Irish Life chooses Tableau to deliver business intelligence dashboards

14 Feb 2012

Gerry Hassett, CEO of Irish Life Retail, and Graham Mulhern, director, MXI Software

Irish Life has invested in a business intelligence tool for managers to create interactive graphical data about its financial products.

The rollout is part of the pensions and life assurance provider’s company-wide business intelligence strategy. The first apps went live last October and Irish Life will use the BI tool to improve sales and customer service management and increase business retention.

The deal covered the purchase of the tool from BI vendor Tableau Software and implementation services from MXI Ireland, which worked with the Irish Life development team to deliver the new platform and initial wave of applications to 300 senior staff at the firm, including business executives, account managers and the CEO.

Paul Egan, business intelligence IT manager at Irish Life, told Siliconrepublic.com that the company had been using older BI technology before turning to Tableau Software.

“Historically, a lot of the tools were only IT tools and only IT people could use them, but we could never keep up with the appetite the business had for this,” Egan said. After evaluating its existing software and offerings from other major BI vendors, Irish Life sought detailed advice from consultants Gartner before making its choice, and Tableau Software won out for ease of use and cost effectiveness.

The tool can grab data from the close of the previous business day and present it in a visual and graphical manner. Egan said Tableau’s strength is in allowing non-IT professionals to build their own dashboards which can then be published on the internet or distributed on mobile devices running Android or iOS.

“Anyone can give you a database but getting insights out of that data is where the market is going. Business power users can look at all of the data enabled for consumption by Tableau, and the actuaries and accountants can use that,” he said.

“Managers can come up with their own dashboards based on the numbers they know they need. There’s less work for IT in the front end: IT now only have to worry about the data warehouse, which is where we can add value. We don’t have to worry about the visuals as much,” added Egan.

Irish Life will use the information extracted from its data warehouse to monitor a range of different aspects of business performance, such as sales margins, costs, the value of new business and head count to maximise efficiencies wherever possible.

Graphical presentations at work

While Irish Life has “always been a numbers-based business”, Egan said graphical presentations now make it easier to spot historical trends instead of just comparing year-on-year figures at a given point in time. “It’s a far better way to see the patterns and trends in data than looking at columns and numbers,” he said.  

Insights from the BI tool have already led to Irish Life moving its management team’s focus in certain cases to product lines or customer accounts that needed closer attention. “It will make a difference in how effectively we manage the business,” Egan said.

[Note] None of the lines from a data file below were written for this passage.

PR #37, opened 2024-04-11
feat: [SIW-944, SIW-1023] Add android assertion and attestation validation

grausof:
Adds validation of the Android KEY Attestation with control also over the ASN.1 payload.

In particular, it puts into practice the following validations:

- Verify that the `root public certificate` is trustworthy and that each certificate signs the next certificate in the chain
- Check each certificate's revocation status to ensure that none of the certificates have been revoked.
- Find the nearest certificate to the root that contains the key attestation `certificate extension`:
  - Check security level of attestation and key master allowing only `TrustedEnvironment` and `StrongBox` level
  - Check if the `challenge` is inside the certificate and signed
  - Check if the `package name` inside the certificate is correct
  - Check the Root of Trust:
    - Check if the bootload is locked
    - Check that the bootloader certificate is verified

Adds Android assertion validation, in particular:

- Adds integrity token validation through Google Api
- Adds validation of the data client signature via hardware key
- Adds environment variables to support validation


hevelius (approved):
LGTM

PR #42, opened 2024-04-12
feat: [SIW-953] Add nonce endpoint

silvicir:
#### List of Changes

1. Created OpenAPI for the first set of endpoints
2. Deleted `crypto` dependency
3. Added azure configuration
4. Added database as dependency for the health function
5. Added `GET /nonce` endpoint - which generates a random nonce - with unit tests

#### Checklist:


apps/io-func-wallet-solution-backend/src/app/config.ts
```diff
@@ -52,10 +62,12 @@ export const getConfigFromEnvironment: RE.ReaderEither<
     "attestationService",
     () => getAttestationServiceConfigFromEnvironment
   ),
+  RE.bind("azure", () => getAzureConfigFromEnvironment),
   RE.map((config) => ({
     federationEntity: config.federationEntity,
     crypto: config.crypto,
     attestationService: config.attestationService,
+    azure: config.azure,
```
gunzip, line 70:
```suggestion
  RE.map(({  federationEntity, crypto, attestationService, azure }) => ({
    federationEntity,
    crypto,
    attestationService,
    azure,
```

apps/io-func-wallet-solution-backend/src/app/main.ts
```diff
@@ -58,3 +66,10 @@ app.http("getEntityConfiguration", {
     signer,
   }),
 });
+
+app.http("getNonce", {
+  methods: ["GET"],
+  authLevel: "anonymous",
```
gunzip, line 72: why anonymous?

apps/io-func-wallet-solution-backend/src/infra/http/handlers/get-nonce.ts
```diff
@@ -0,0 +1,16 @@
...
+import * as RTE from "fp-ts/lib/ReaderTaskEither";
+import { pipe } from "fp-ts/lib/function";
+import { logErrorAndReturnResponse } from "../utils";
+import { insertNonce, generateNonce } from "@/nonce";
+
+export const GetNonceHandler = H.of(() =>
+  pipe(
+    generateNonce,
+    RTE.fromIOEither,
+    RTE.chainFirstW(insertNonce),
```
grausof, line 11: What do you think about inserting a method to check if the generated nonce is already present in the DB, then generating another one if so? It's a very remote probability but it could still happen

apps/io-func-wallet-solution-backend/src/app/main.ts
grausof: I think it's a typo from the old configuration where they were all `anonymous` since the endpoints were directly accessible by anyone. Since here I believe we will have at least an APIM or a proxy we can change in `function`

apps/io-func-wallet-solution-backend/src/infra/http/handlers/get-nonce.ts
gunzip: if it's an insert on ID cosmos should return 409 as status code on conflicting IDs

grausof: Ok thanks, I was wondering if it would make sense to retry directly on the backend or leave it to the end user (IO app)

apps/io-func-wallet-solution-backend/src/app/main.ts
silvicir: I put `anonymous` like the other functions because I thought we would discuss authentication later. Should I put `function` here?

apps/io-func-wallet-solution-backend/src/infra/http/handlers/get-nonce.ts
silvicir: Do we want to implement retry directly in the backend?

apps/io-func-wallet-solution-backend/src/app/main.ts
grausof: we can leave anonymouse, then we'll fix it with another PR later

apps/io-func-wallet-solution-backend/src/infra/http/handlers/get-nonce.ts
grausof: Let's keep this as a discussion point. Do you think it makes sense?

silvicir: yes it could

gunzip: The Cosmos SDK features automatic retries. However, in any scenario where the client has the ability to retry, the responsibility should remain with the client.

apps/io-func-wallet-solution-backend/src/app/main.ts
grausof: We thought about it more carefully. In fact, the nonce in the DB have a TTL in the order of minutes, therefore the probability that a random string is equal to one generated a few minutes ago is so low that we can ignore this. So I would say not to add the retry and still leave an error in case the insert is not successful.

apps/io-func-wallet-solution-backend/src/infra/http/handlers/get-nonce.ts
grausof: We thought about it more carefully. In fact, the nonce in the DB have a TTL in the order of minutes, therefore the probability that a random string is equal to one generated a few minutes ago is so low that we can ignore this. So I would say not to add the retry and still leave an error in case the insert is not successful.

grausof (approved):
LGTM 👏🏻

While the current round of BI work is concentrated on in-house analysis, Irish Life currently has a number of apps in development that focus on customer service. Its Tableau licence covers publishing for the web, so this could mean letting clients log in to see charts detailing fund performance, for example.

Graham Mulhern, director at MXI Ireland, said the Tableau dashboard was providing business executives and sales managers with insights into the business information, allowing them to capitalise on opportunities.

Irish Life claims the move will also enhance customer service by its ability to maintain a deeper level of reporting and by tracking the number of contacts that have been made online, via telephone or by paper to identify areas that can be streamlined to promise a better customer experience.

Gerry Hassett, CEO at Irish Life Retail, said in a statement that his dashboards took “a few weeks” to implement and that it had been “a seamless operation”. He added: “We can now see what is happening on the day-to-day and week-to-week basis, which means we can develop our business accordingly and further enhance our competitive edge.”